# Christmas project first you tube video



## Martijn (Oct 1, 2020)

Hey friends. Here is a video I could never have made had I not found this great forum with awesome people!!

Made a 'rolling' ring for my lady as a christmas present in 2018. Started with 6.7 grams of, (what I at the time believed to be 3 nines fine...) refined gold from gold plated industrial grade pins. 

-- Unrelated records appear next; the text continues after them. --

PR #237, opened 2016-02-09
Make br_if return the value of its value operand.

sunfishcode:
This corresponds to https://github.com/WebAssembly/design/pull/539.

### DIFF
--- a/ml-proto/spec/check.ml
+++ b/ml-proto/spec/check.ml
@@ -231,7 +231,7 @@ and check_exprs c ts es =
 
 and check_expr_opt c et eo at =
   match et, eo with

Polishing the railtrack piece to use as an anvil took me longer than making the ring itself. 
A rolling mill would be nice to have though. 
Hope y'all like it. Its my first you tube video ever. 8) 
Enjoy. 

https://www.google.com/search?q=hammer+a+golden+rolling+ring&oq=hammer+a+golden+rolling+ring&aqs=chrome..69i57.19094j0j7&client=ms-android-samsung-gj-rev1&sourceid=chrome-mobile&ie=UTF-8#

Martijn.


----------



## kurtak (Oct 2, 2020)

Martijin

The link you provided did not take me to your you tube video - instead it to me to a google page about hammered gold rings  

Hopefully you can figure out how to provide a link directly to your video because I sure would like to see it :mrgreen: 

Kurt


----------



## Martijn (Oct 2, 2020)

See if this one works... i'm still learning...


----------



## canedane (Oct 2, 2020)

Very nice video, you did a very good job Martijn  
I am sure your wife like it, not only because it is gold, but mainly because you made it from the very beginning.
Yours high polished rail road piece is awsome! I have to make one like yours.
Henrik


----------



## butcher (Oct 3, 2020)

Enjoyed the video, Great job on the ring, I liked them both, thank you for sharing.


----------



## kurtak (Oct 4, 2020)

VERY cool video Martijn 8) :mrgreen: :G 

Your lady has to be one VERY happy lady with one REALLY big smile on her face when she shows that ring off & tells her friends - "my man made that for me" 8) :mrgreen: :G 

You posted



> Polishing the railtrack piece to use as an anvil took me longer than making the ring itself



I know what you mean - a couple years ago when I was making jewelry out of sterling spoons & forks I had to make some different anvils of my own & making/polishing the anvils was a task in & off it's self

Kurt


----------



## kurtak (Oct 4, 2020)

Couple more pics --- the guy in the one pic is a friend not me

The little pieces of silver in front of pendants & bracelets are some of the larger silver crystals harvested from my silver cell (a "hot" selling item that I get as much as 10 time spot for) - the bars are kilo bars off 999 silver from my silver cell

Kurt


----------



## kurtak (Oct 4, 2020)

here are some better pics of the larger crystals I harvest from my silver cell - they will run from 3 to 7 grams each


----------



## kurtak (Oct 4, 2020)

crystals growing in the cell


----------



## Martijn (Oct 5, 2020)

WOW Kurt! Those are really beautilful rings and jewelry! Nice work and quite inspiring too. 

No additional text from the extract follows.